Copy out each line below exactly as it appears.

++++++++++

PR #1461, opened 2024-08-17
UI changes to visualize Benchmark Reports

sudo-jarvis:
Here are some UI samples:

1. Benchmarking System Information
<p>
Screenshot 2024-08-17 at 11 12 03 PM
<p>
2. Added filtering on benchmark type as well
<p>
Screenshot 2024-08-17 at 11 12 07 PM
<p>
3. Chart visualizing the Benchmark Results
<p>
Screenshot 2024-08-17 at 11 12 09 PM
<p>
4. Each Benchmark present as a dropdown
<p>
Screenshot 2024-08-17 at 11 12 13 PM
<p>
5. Chart visualization per benchmark as well
<p>
Screenshot 2024-08-17 at 11 12 18 PM
<p>
6. Option to view detailed report as well for both types: same size variation as well as diff size
<p>
Screenshot 2024-08-17 at 11 12 20 PM
<p>
7. Detailed Report View in tabular form
<p>
Screenshot 2024-08-17 at 11 12 34 PM
<p>
8. Removed the chart from the mobile view as it wont be possible to visualize so much on such a small screen. The detailed results would be only present on the mobile screen.
<p>
Screenshot 2024-08-17 at 11 22 27 PM
<p>

https://github.com/user-attachments/assets/c4aaf9a3-b0b7-4041-b11f-410312b2dacb

<p>

----
📚 Documentation preview 📚: https://bowtie-json-schema--1461.org.readthedocs.build/en/1461/


sudo-jarvis:
@Julian , please have a look

frontend/src/components/BenchmarkResults/BenchmarkSummarySection.tsx
```diff
@@ -0,0 +1,132 @@
...
+    const meanForImplementation: Record<string, number> = {};
+
+    Object.entries(resultsForImplementation).map(
+      ([implementationId, implementationResults]) => {
+        const means: number[] = implementationResults.map(
+          (implementationResult) => {
+            return mean(implementationResult);
+          },
+        );
+        const prodOfMeans = prod(means);
```
Julian, line 58: This can use your `geometricMean` helper right?

frontend/src/components/BenchmarkResults/BenchmarkTypeResultSection.tsx
```diff
@@ -0,0 +1,40 @@
...
+}) => {
+  return (
+    <ListGroup.Item
+      as="li"
+      className="d-flex justify-content-between align-items-start"
+    >
+      <div className="ms-2 me-auto">
+        <div className="fw-bold mb-4 mt-2 ">
+          Benchmark Type:{" "}
+          {benchmarkType.charAt(0).toUpperCase() + benchmarkType.slice(1)}
```
Julian, line 22: I think we do this in a few places, is there some helper lib we can use with a title function?

frontend/src/index.tsx
```diff
@@ -48,6 +49,22 @@ const dialectReportViewDataLoader = async ({
   return { reportData, allImplementationsData };
 };
 
+const benchmarkReportViewDataLoader = async ({
+  params,
+}: {
+  params: Params<string>;
+}) => {
+  const draftName = params?.draftName ?? "draft2020-12";
```
Julian, line 57: Rather than hardcoding `"draft2020-12"` see if we already have a `LATEST_DIALECT` constant somewhere, or if not possibly we should.

adwait-godbole: Not really my place to comment here but I did do a minor hackaround to fix this over [here](https://github.com/bowtie-json-schema/bowtie/blob/4ae905b04eb452eb3542e31ef2b1f6e6b9431392/frontend/src/index.tsx#L47) in the trend chart PR.

frontend/src/components/BenchmarkResults/BenchmarkTypeResultSection.tsx
sudo-jarvis: Will look for it

frontend/src/index.tsx
sudo-jarvis: Yeah I think we can have a Dialect.latest()

Julian:
I tried to merge this after fixing the conflicts, but then when going to the benchmarks page I get a

```

Unexpected Application Error!
A "java-networknt-json-schema-validator" implementation already exists.

ImplementationError@http://localhost:5173/src/data/Implementation.ts:134:5
Implementation@http://localhost:5173/src/data/Implementation.ts:24:13
parseBenchmarkMetadata/implementations<@http://localhost:5173/src/data/parseBenchmarkData.ts:21:32
parseBenchmarkMetadata@http://localhost:5173/src/data/parseBenchmarkData.ts:21:7
fromJSON@http://localhost:5173/src/data/parseBenchmarkData.ts:10:15
fetchBenchmarkReport@http://localhost:5173/src/data/Dialect.ts:46:12

💿 Hey developer 👋

You can provide a way better UX than this when your app throws errors by providing your own ErrorBoundary or errorElement prop on your route.
```

Any idea what that's about?

adwait-godbole:
> I tried to merge this after fixing the conflicts, but then when going to the benchmarks page I get a
> 
> ```
> 
> Unexpected Application Error!
> A "java-networknt-json-schema-validator" implementation already exists.
> 
> ImplementationError@http://localhost:5173/src/data/Implementation.ts:134:5
> Implementation@http://localhost:5173/src/data/Implementation.ts:24:13
> parseBenchmarkMetadata/implementations<@http://localhost:5173/src/data/parseBenchmarkData.ts:21:32
> parseBenchmarkMetadata@http://localhost:5173/src/data/parseBenchmarkData.ts:21:7
> fromJSON@http://localhost:5173/src/data/parseBenchmarkData.ts:10:15
> fetchBenchmarkReport@http://localhost:5173/src/data/Dialect.ts:46:12
> 
> 💿 Hey developer 👋
> 
> You can provide a way better UX than this when your app throws errors by providing your own ErrorBoundary or errorElement prop on your route.
> ```
> 
> Any idea what that's about?

@Julian I think you will have to blame me for this. I've added the below way of handling implementations after introducing the `Implementation` class.

https://github.com/bowtie-json-schema/bowtie/blob/1a33a04b5b13cd4095caf0398f9df095dc266f93/frontend/src/data/parseReportData.ts#L51

But I think it would be better if `new Implementation()` did not throw an error and just returned the already existing `Implementation` ig?

Julian:
Probably? The way we do dialects makes no sense really either, nothing should ever raise errors when constructing things, the only reason dialects work that way is because we have crazy global state there -- i.e. we do `new Dialect(...)` to add dialects to some list, rather than simply having an array of dialects we create as part of initializing the module. If we had that it would make no sense to complain about creating the same dialect twice either.

adwait-godbole:
@sudo-jarvis if you got any ideas over here then that would be great!

sudo-jarvis:
Ig to me too raising an Error while initializing a new Implementation object doesnt make sense. Better to just return the object if it already exists.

++++++++++

RESULT »
PR #1461, opened 2024-08-17
UI changes to visualize Benchmark Reports

sudo-jarvis:
Here are some UI samples:

1. Benchmarking System Information
<p>
Screenshot 2024-08-17 at 11 12 03 PM
<p>
2. Added filtering on benchmark type as well
<p>
Screenshot 2024-08-17 at 11 12 07 PM
<p>
3. Chart visualizing the Benchmark Results
<p>
Screenshot 2024-08-17 at 11 12 09 PM
<p>
4. Each Benchmark present as a dropdown
<p>
Screenshot 2024-08-17 at 11 12 13 PM
<p>
5. Chart visualization per benchmark as well
<p>
Screenshot 2024-08-17 at 11 12 18 PM
<p>
6. Option to view detailed report as well for both types: same size variation as well as diff size
<p>
Screenshot 2024-08-17 at 11 12 20 PM
<p>
7. Detailed Report View in tabular form
<p>
Screenshot 2024-08-17 at 11 12 34 PM
<p>
8. Removed the chart from the mobile view as it wont be possible to visualize so much on such a small screen. The detailed results would be only present on the mobile screen.
<p>
Screenshot 2024-08-17 at 11 22 27 PM
<p>

https://github.com/user-attachments/assets/c4aaf9a3-b0b7-4041-b11f-410312b2dacb

<p>

----
📚 Documentation preview 📚: https://bowtie-json-schema--1461.org.readthedocs.build/en/1461/


sudo-jarvis:
@Julian , please have a look

frontend/src/components/BenchmarkResults/BenchmarkSummarySection.tsx
```diff
@@ -0,0 +1,132 @@
...
+    const meanForImplementation: Record<string, number> = {};
+
+    Object.entries(resultsForImplementation).map(
+      ([implementationId, implementationResults]) => {
+        const means: number[] = implementationResults.map(
+          (implementationResult) => {
+            return mean(implementationResult);
+          },
+        );
+        const prodOfMeans = prod(means);
```
Julian, line 58: This can use your `geometricMean` helper right?

frontend/src/components/BenchmarkResults/BenchmarkTypeResultSection.tsx
```diff
@@ -0,0 +1,40 @@
...
+}) => {
+  return (
+    <ListGroup.Item
+      as="li"
+      className="d-flex justify-content-between align-items-start"
+    >
+      <div className="ms-2 me-auto">
+        <div className="fw-bold mb-4 mt-2 ">
+          Benchmark Type:{" "}
+          {benchmarkType.charAt(0).toUpperCase() + benchmarkType.slice(1)}
```
Julian, line 22: I think we do this in a few places, is there some helper lib we can use with a title function?

frontend/src/index.tsx
```diff
@@ -48,6 +49,22 @@ const dialectReportViewDataLoader = async ({
   return { reportData, allImplementationsData };
 };
 
+const benchmarkReportViewDataLoader = async ({
+  params,
+}: {
+  params: Params<string>;
+}) => {
+  const draftName = params?.draftName ?? "draft2020-12";
```
Julian, line 57: Rather than hardcoding `"draft2020-12"` see if we already have a `LATEST_DIALECT` constant somewhere, or if not possibly we should.

adwait-godbole: Not really my place to comment here but I did do a minor hackaround to fix this over [here](https://github.com/bowtie-json-schema/bowtie/blob/4ae905b04eb452eb3542e31ef2b1f6e6b9431392/frontend/src/index.tsx#L47) in the trend chart PR.

frontend/src/components/BenchmarkResults/BenchmarkTypeResultSection.tsx
sudo-jarvis: Will look for it

frontend/src/index.tsx
sudo-jarvis: Yeah I think we can have a Dialect.latest()

Julian:
I tried to merge this after fixing the conflicts, but then when going to the benchmarks page I get a

```

Unexpected Application Error!
A "java-networknt-json-schema-validator" implementation already exists.

ImplementationError@http://localhost:5173/src/data/Implementation.ts:134:5
Implementation@http://localhost:5173/src/data/Implementation.ts:24:13
parseBenchmarkMetadata/implementations<@http://localhost:5173/src/data/parseBenchmarkData.ts:21:32
parseBenchmarkMetadata@http://localhost:5173/src/data/parseBenchmarkData.ts:21:7
fromJSON@http://localhost:5173/src/data/parseBenchmarkData.ts:10:15
fetchBenchmarkReport@http://localhost:5173/src/data/Dialect.ts:46:12

💿 Hey developer 👋

You can provide a way better UX than this when your app throws errors by providing your own ErrorBoundary or errorElement prop on your route.
```

Any idea what that's about?

adwait-godbole:
> I tried to merge this after fixing the conflicts, but then when going to the benchmarks page I get a
> 
> ```
> 
> Unexpected Application Error!
> A "java-networknt-json-schema-validator" implementation already exists.
> 
> ImplementationError@http://localhost:5173/src/data/Implementation.ts:134:5
> Implementation@http://localhost:5173/src/data/Implementation.ts:24:13
> parseBenchmarkMetadata/implementations<@http://localhost:5173/src/data/parseBenchmarkData.ts:21:32
> parseBenchmarkMetadata@http://localhost:5173/src/data/parseBenchmarkData.ts:21:7
> fromJSON@http://localhost:5173/src/data/parseBenchmarkData.ts:10:15
> fetchBenchmarkReport@http://localhost:5173/src/data/Dialect.ts:46:12
> 
> 💿 Hey developer 👋
> 
> You can provide a way better UX than this when your app throws errors by providing your own ErrorBoundary or errorElement prop on your route.
> ```
> 
> Any idea what that's about?

@Julian I think you will have to blame me for this. I've added the below way of handling implementations after introducing the `Implementation` class.

https://github.com/bowtie-json-schema/bowtie/blob/1a33a04b5b13cd4095caf0398f9df095dc266f93/frontend/src/data/parseReportData.ts#L51

But I think it would be better if `new Implementation()` did not throw an error and just returned the already existing `Implementation` ig?

Julian:
Probably? The way we do dialects makes no sense really either, nothing should ever raise errors when constructing things, the only reason dialects work that way is because we have crazy global state there -- i.e. we do `new Dialect(...)` to add dialects to some list, rather than simply having an array of dialects we create as part of initializing the module. If we had that it would make no sense to complain about creating the same dialect twice either.

adwait-godbole:
@sudo-jarvis if you got any ideas over here then that would be great!

sudo-jarvis:
Ig to me too raising an Error while initializing a new Implementation object doesnt make sense. Better to just return the object if it already exists.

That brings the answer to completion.